Jonathan VanDyke
The Invert
April 9th – June 3rd 2017
Jonathan VanDyke
with a performance featuring Terri Phillips
Tops Gallery is pleased to present a solo exhibition of works by Jonathan VanDyke, the New York-based artist's first showing in Memphis. In his paintings, sculptures, photographs, and performance, the idea of what a painting might be is reoriented and pushed into unforeseen directions. Each work is the result of intensive research and material processes developed over a decade.
The title The Invert recalls Freud's term for a homosexual, a now archaic reference that persisted into the 1960's. Referring to homosexuals as "inverts" signaled that their desire was bent or literally turned over, and contributed to the idea that their bodies could be righted, or fixed, if only they were "straightened out." In VanDyke's work, displacement and inversion is a given: the work and the body are oriented so as to discover new possibilities for process and encounter.
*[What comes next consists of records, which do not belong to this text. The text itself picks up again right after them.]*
PR #393, opened 2021-02-24
Add configmap cluster-metadata to the helm chart. (#348)

revit13:


roee88:
@froesef @tomersolomon1 is it really optional? Or di we always need it even in single cluster

revit13:
@roee88 I think its not optional but I am not sure what the default values should be set to as they are configuration specific.

revit13:
I changed the config map following a talk with Roee.

charts/m4d/templates/cluster-metadata-config.yaml
```diff
@@ -0,0 +1,15 @@
+apiVersion: v1
+kind: ConfigMap
+metadata:
+  name: cluster-metadata
+data:
+  {{- if .Values.clusterMetadata.clusterName }}
```
froesef, line 6: If name, region and zone are not defined the cluster managers will fail when trying to access these fields. 
The if statement suggests that it may be a property which value can be nil.

We should think about maybe setting default values for these properties. Or find a mechanism to fail helm if they are not set. (Otherwise the deployment will fail at some point and the user has to figure out where the error comes from by looking at pod logs)

roee88: `required` (see https://helm.sh/docs/howto/charts_tips_and_tricks/)

froesef: I was looking at the code and it seems like for local cluster mode it also reads the config map. It could also be changed to be hardcoded for local cluster mode but I prefer what you suggested to have a default for single cluster deployment.

charts/m4d/values.yaml
```diff
@@ -188,4 +188,16 @@ clusterScoped: true
...
+# Cluster Metadata values defined in cluster-metadata ConfigMap
+clusterMetadata:
+  # Set to the name of the cluster.
+  clusterName: hobbiton
+  # Set to cluster region.
+  region: eriador
+  # Set to cluster zone.
+  zone: theshire
+  # Set to the cluster Vault auth method path.
+  vaultAuthPath: kubernetes
```
froesef, line 202: Is this the auth path that is expected or should this be `/v1/auth/kubernetes/login` ?

revit13: @froesef you are right this field is passed as is to the modules values.yaml. But I prefer to leave it as is in cluster-metedata.yaml file and convert it to v1/auth/<auth path>/login in moduleinstance.go. I'll add a patch to fix that.

froesef (approved):

roee88 (approved):
@froesef can we have a chat on name,region,zone in the razee context? I want to try eliminating cluster matadata both for local and multi-cloud if possible.

PR #394, opened 2021-02-24
Simpler Egeria install and support for Egeria 2.6

rohithdv:
This PR deals with changes related to support for Egeria 2.6 
(1) Simpler installation and configuration of Egeria  (based on changes done in https://github.com/odpi/egeria/issues/4454) 
(2) Egeria Connector related changes to support Egeria 2.6. Some of these new changes in Egeria 2.6 include the following: 
       (A) output of rest APIs like the  get asset rest API has changed. There are now some new fields added and some older fields deleted.
      (B) Also the format of some rest APIs have changed.
      (C) The default user info has also changed. 

To install egeria, go to `third_party/egeria/ `and execute `make deploy`

Port forward: 
kubectl port-forward -n <namespace> svc/egeria-platform 9443:9443
Access Swagger UI : https://localhost:9443/swagger-ui/index.html?configUrl=/v3/api-docs/swagger-config

kubectl port-forward -n <namespace> svc/egeria-presentation 8091:8091
Access Egeria UI : https://localhost:8091/org/ (username: garygeeke, password: admin) 

To install asset in egeria, do as in the following example: 
        cd `thirdy_party/egeria/usage`
	`./create_new_asset.sh example_transactions.csv.json "finance”


connectors/egeria/src/main/java/com/ibm/egeria/EgeriaClient.java
```diff
@@ -55,7 +55,7 @@
     private String assetGuid;
     // at this point we make it a constant, this will change and should be passed as
     // credentials for Egeria
-    private final String userid = "calliequartile";
+    private final String userid = "garygeeke";
```
shlomitk1, line 58: I think the username should not be hard-coded but rather be passed through env variable (a secret attached to the deployment)

third_party/egeria/usage/read_asset.sh
```diff
@@ -8,22 +8,23 @@ echo "Read asset info"
 
 echo "ASSET_ID: $GUID"
 
-USER=calliequartile
+USER=garygeeke
```
shlomitk1, line 11: Same comment about hard-coded username. Should not be in the git repo.

connectors/egeria/src/main/resources/json/asset/asset_metadata.json
```diff
@@ -1,82 +1,141 @@
...
+            ],
+            "elementTypeDescription": "A schema type for a table oriented data structure.",
+            "elementTypeId": "248975ec-8019-4b8a-9caf-084c8b724233",
+            "elementTypeName": "TabularSchemaType",
+            "elementTypeVersion": 1,
+            "elementVersion": 1,
+            "headerVersion": 0,
+            "status": "ACTIVE"
+        }
+    }
```
shlomitk1, line 140: do we really need all these properties?

connectors/egeria/src/main/java/com/ibm/egeria/EgeriaClient.java
rohithdv: fixed. Now we have an env variable "EGERIA_DEFAULT_USERNAME" which is set in in egr_connector.yaml. Thanks.

third_party/egeria/usage/read_asset.sh
rohithdv: This file is not used during deployment. It is mainly for initialisation purposes on local machine. So it is not possible to read this value from deployment based env variable in my view. Please suggest if there are any other ways to initialise this variable. Thanks.

connectors/egeria/src/main/resources/json/asset/asset_metadata.json
rohithdv: This json is a superset of all possible fields that can be returned by Egeria during the Get Asset API. This is used mainly to load the relevant classes at compile time. At runtime any subset of these fields can be returned by Egeria and we can  read only the relevant fields. But if we reduce the fields in this file and they are returned by Egeria at runtime, then we can end up in a run time error. That is the purpose of having all the possible fields in this json. It sets up some sort of template response for the REST API response from Egeria.

shlomitk1 (approved):

third_party/egeria/deploy.sh
```diff
@@ -4,24 +4,22 @@ set -e
 set -x
 
 : ${WITHOUT_OPENSHIFT=false}
+: ${DONOT_DELETE_PERSISTENT_STORAGE=false}
 
-# CHART=odpi-egeria-lab
-# RELEASE=lab
-NAMESPACE=egeria-catalog2
+NAMESPACE=irltest1
```
ronenkat, line 9: what are we using "irltest1" for? if this is the target namespace where we install Egeria it should not be named IRLTEST1

rohithdv: Sorry this was an overlooking error. Corrected it. Please check. Thanks.

ronenkat (approved):

PR #1826, opened 2022-11-23
Disable tests for draft mode.

revit13:
This PR disables some tests when the PR is in draft mode.


shlomitk1:
Can you be a little more specific about what tests are disabled and why.

revit13:
@shlomitk1 it disables tekton-pipelines and any test that is run in old k8s_version, for example, integration tests and notebook tests. those tests will only run once with new k8s_version.

roytman (approved):

PR #1829, opened 2022-11-24
preventing OR-Tools from writing logs to /tmp

### LINKED ISSUE #1828: Prevent OR-Tools CSP engine from filling /tmp with log files

zivnevo:
Fixes #1828 


pkg/optimizer/optimizer.go
```diff
@@ -55,9 +56,13 @@ func (opt *Optimizer) getSolution(pathLength int) (string, error) {
 		return "", errors.Wrap(err, "error building a model")
 	}
 
-	opt.log.Debug().Msgf("Executing %s %s", opt.solverPath, modelFile)
+	solverArgs := []string{modelFile}
+	if strings.Contains(opt.solverPath, "or-tools") { // OR-Tools-specific flags
+		solverArgs = append(solverArgs, "--logtostderr") // avoid filling /tmp with log files
+	}
```
shlomitk1, line 62: We want the code to be unaware of a specific setup. I think the best place to add the argument is in this section:
https://github.com/fybrik/fybrik/blob/5af2334371fb560fd3d4632cd8975cdba1a4fb9d/charts/fybrik/values.yaml#L276-L284
There are several possible approaches. One is to insert a new env var into fybrik_config configmap and use it to form a command in the code. Another is to replace CSP_PATH in manager deployment with CSP_CMD that will be a template of the command, like <csp_exe> %s <extra parms from the values yaml>. The advantage of the latter is that if we replace the solver with another one that has a different way to pass the input model (-i <model>, for example), we could easily do it.

shlomitk1:
Replacing by https://github.com/fybrik/fybrik/pull/1916

PR #1839, opened 2022-12-05
Use retryable http client in fybrikUtils.GetHTTPClient.

revit13:
This PR addresses https://github.com/fybrik/openmetadata-connector/issues/4 which asks to replace net/http with another http client with timeouts.


roytman (commented):
@revit13 the issue doesn't have a PR, so please add some explanation into the issue header. For example, what do you want to resolve, you don't change the default parameters of the retryablehttp client, so make sense to add some comments, maybe the https://github.com/hashicorp/go-retryablehttp/blob/493aa4cf372e47ec00228558d9d91a9517b045a5/client.go#L50 link. Should we allow to configure the parameters?
One of the parameters of retryablehttp client is [logger](https://github.com/hashicorp/go-retryablehttp/blob/493aa4cf372e47ec00228558d9d91a9517b045a5/client.go#L407), please try to set it.

revit13:
@roytman I added a description. Thanks

pkg/connectors/datacatalog/clients/datacatalog_openapi.go
```diff
@@ -45,7 +45,7 @@ func NewOpenAPIDataCatalog(name, connectionURL string) DataCatalog {
 			},
 		},
 		OperationServers: map[string]openapiclient.ServerConfigurations{},
-		HTTPClient:       utils.GetHTTPClient(&log),
+		HTTPClient:       utils.GetHTTPClient(&log).StandardClient(),
```
shlomitk1, line 48: I see that GetHTTPClient is not used without StandardClient(), so why not to change the utils.GetHTTPClient to return the final object?

revit13: In opametadata-connector code which uses this function not all calls will use StandardClient() (for example in Vault client). The above code needs to use StandardClient() because it uses autogenrated code.

shlomitk1: It is a problem. Whoever is looking at the code in fybrik repo has no idea that the same code is also used elsewhere in a different flavor. A cleaner way would be to create a separate package (with its own go.mod). It does not make sense for openmedata-connector to import the entire fybrik just to use a package or two.

revit13: @shlomitk1 OK, we can also create a separate package for vault and tls pkgs which the modules can also use. Discussing this with @roytman we might want to do that after the packages will be stabilized (there are functions in vault packages that need to be moved from openmetadata repo)

shlomitk1 (approved):

roytman (approved):

Issue #1525, opened 2022-06-08
Problems with the solver on Mac


roytman:
The #1497 added google `or-tools` (fzn-or-tools) to Fybrik.  There are several issues with it:

[ ] the `hack/tools/install_or_tools.sh` installs it into the hack/tools/bin based on the host OS (Linux or MacOS) but after that the binary are [copied](https://github.com/fybrik/fybrik/blob/a7fa6eee7c3e452ca5f681ad13cd08c9315f23ee/pkg/optimizer/Makefile#L17) into the RHEL Docker.  I doubt that Mac version will run there.
[ ] the  `hack/tools/install_or_tools.sh`  has a bug for MacOS - the downloaded file is or-tools`__`flatzinc_MacOsX-12.2.1_v9.2.9972.tar.gz, which is not exist.
[ ] Finally, meantime, `or-tools` doesn't support MacOS with apple CPU. it's targeted to the next release only, or there are attempts (not always successful) [to compile it]( https://github.com/google/or-tools/issues/2332.).  Therefore, I cannot run `make install-tools` on my laptop. 

Can it be part of a docker  only?

shlomitk1:
It can't be a part of a docker only, as it is tested mainly in the unit tests (running binary).
We still need to run the binary in CI.
I think we need:
1. not to create local Docker images for each test run but rather use the global image `ghcr.io/fybrik/optimizer:master` 
2. not to install or-tools for specific platforms
3. Empty CSP_PATH if the solver is not installed in (1)

roytman:
I know that it is part of the manual tests, but it can be integrated into a docker similar as we run openapi generator. https://github.com/fybrik/fybrik/blob/a7fa6eee7c3e452ca5f681ad13cd08c9315f23ee/site/Makefile#L25

shlomitk1:
> I know that it is part of the manual tests, but it can be integrated into a docker similar as we run openapi generator.
> 
> https://github.com/fybrik/fybrik/blob/a7fa6eee7c3e452ca5f681ad13cd08c9315f23ee/site/Makefile#L25

Not sure I understand. Do you suggest to run `go test` for the manager inside a container?

roytman:
if possible, yes

shlomitk1:
[...]

PR #1840, opened 2022-12-05
Mac support for or_tools

zivnevo:
Also upgrading to OR Tools version 9.5

Should solve some of the issues in #1525


shlomitk1 (commented):
Currently, the optimizer image is hard-coded to **image: "ghcr.io/fybrik/optimizer:0.0.1"** which was built quite a while ago. In order to proper test the Dockerfile, the following is required:
- replace solver.image with "optimizer" for all charts/fybrik/values*.yaml 
- add docker-build for optimizer in Makefile (where manager is built)
- add docker-push for optimizer in the git push action

zivnevo:
> Currently, the optimizer image is hard-coded to **image: "ghcr.io/fybrik/optimizer:0.0.1"** which was built quite a while ago. In order to proper test the Dockerfile, the following is required:
> 
>     * replace solver.image with "optimizer" for all charts/fybrik/values*.yaml
> 
>     * add docker-build for optimizer in Makefile (where manager is built)
> 
>     * add docker-push for optimizer in the git push action

I'm not sure I understand which tests take which image from which location. In practice, `Tekton Tests` passed only after I modified the Dockerfile to run the solver install script.
How about a new issue for the changes you proposed?

shlomitk1:
> 
> I'm not sure I understand which tests take which image from which location. In practice, `Tekton Tests` passed only after I modified the Dockerfile to run the solver install script. How about a new issue for the changes you proposed?

Tekton tests do not use the solver image, they use the local installation instead. I believe that they pass because you changed the install script. The changes to Dockerfile do not have any effect at all because "make docker-build docker-push" is never called for the optimizer. 
My concern is that your changes to Dockerfile have not been tested because of the hard-coded old image that was created in March. If you remove Dockerfile and Makefile from this PR, it's OK to have it merged.

shlomitk1 (approved):

PR #1904, opened 2023-01-17
Control testing verbosity option

shlomitk1:
Fixes https://github.com/fybrik/fybrik/issues/1861

Set TEST_VERBOSITY to 1 in order to get tests with full verbosity, by default, it's 0.
Details will be printed only for failing tests.


Makefile.env
```diff
@@ -16,3 +16,10 @@ GOBIN=$(shell go env GOBIN)
 endif
 
 GOPATH=$(shell go env GOPATH)
+
+# If true, run tests using -v option (verbosity)
+export TEST_VERBOSITY ?= 0
+
```
roytman, line 22: I suggest defining the `TEST_OPTIONS` as a separate variable, we even can get it for environment, so it will allow as to provide additional arguments to the tests. For example, `-timeout` or `-json`

manager/controllers/app/Makefile
```diff
@@ -3,7 +3,7 @@ include $(ROOT_DIR)/Makefile.env
 
 .PHONY: test
 test: *.go
-	go test -v
+	go test $(TEST_OPTIONS)
```
roytman, line 6: should we add `$(TEST_OPTIOS)` to the line 15 ?

Makefile.env
shlomitk1: ok

manager/controllers/app/Makefile
shlomitk1: added

revit13 (approved):

PR #1907, opened 2023-01-18
Remove hard-coded storage type selection

shlomitk1:
Related to https://github.com/fybrik/fybrik/issues/1864
This PR does not include solver changes.


pkg/optimizer/datapath_csp.go
```diff
@@ -999,7 +998,7 @@ func arrayOfSameInt(num, arrayLen int) []string {
 
 func getAssetInterface(connection *datacatalog.GetAssetResponse) taxonomy.Interface {
 	if connection == nil || connection.Details.Connection.Name == "" {
-		return taxonomy.Interface{Protocol: utils.GetDefaultConnectionType(), DataFormat: ""}
+		return taxonomy.Interface{Protocol: "", DataFormat: ""}
```
zivnevo, line 1001: This is not going to work, as the code currently does not handle `Protocol == ""` as a special case.
What should be the semantics? Should `""` match any protocol?

manager/controllers/app/solve_test.go
```diff
@@ -510,6 +510,70 @@ func TestWriteNewAsset(t *testing.T) {
 	g.Expect(solution.DataPath[0].Module.Name).To(gomega.Equal(writeModule.Name))
 }
 
+// This test checks the write scenario for a new asset.
+// Storage account is for MySQL, module supports S3 only.
+// Result: failure to create the data path
+func TestStorageAndModuleMismatch(t *testing.T) {
+	t.Parallel()
+	g := gomega.NewGomegaWithT(t)
```
zivnevo, line 518: The 2 new tests are not going to pass with `USE_CSP=True` until I push my changes.
Maybe leave this file as-is, and I will commit the modified file with my changes?

pkg/optimizer/datapath_csp.go
shlomitk1: Yes, the semantics is to skip the check. This is the use-case of writing a new asset when the destination is not known in advance but is rather dictated by the module capabilities and available storage.

manager/controllers/app/solve_test.go
shlomitk1: OK

pkg/optimizer/datapath_csp.go
zivnevo: Then this requires a few more check. For now, just replace `utils.GetDefaultConnectionType()` with `utils.S3`

manager/controllers/app/solve_test.go
shlomitk1: @zivnevo I've added the check for USE_CSP set to true, in which case the tests won't run.

pkg/optimizer/datapath_csp.go
shlomitk1: OK

zivnevo (approved):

To create the large painting Blue Lines, raw canvas, laid on the studio floor, was covered with paint-dipped ropes. Two dancers, who are also a couple, rolled over these materials, pressing marks into the canvas that appear both spontaneous and calibrated. The mark-making, bodily presence, and unfinished quality of the painting is in part an homage to Cy Twombly, whom VanDyke came to know as a student in Lexington, Virginia.
Another work in the exhibition - inspired by Renaissance paintings of self-flagellating saints - was made by striking canvas with paint-soaked whips. The marked canvas was cut into pieces and sewn back together in a quilt pattern, then stretched over a framework. The whips that were used to mark this canvas re-appear in another work on view, piled up inside a cabinet-like wall sculpture made from cedar wood. A second wall sculpture, entitled Half-Life, is made from cut and sewn linen. Here, the sewn fabric is displayed in reverse, so that the viewer observes the seams and loose threads that are typically hidden from view. Embedded in the surface of Half-Life is a cast plastic sphere from which liquid paint is dripping, staining the sculpture and puddling on the floor.
For the piece Self Portrait as My Mother, as an Actress, as a Painter, as a Stranger, presented here in a new iteration, a performer shows up at the opening with paint dripping from her purse. The paint stains her dress and slowly trickles through a manhole at street level and into Tops' below-ground space, leaving behind a trail of color on the gallery walls and floor.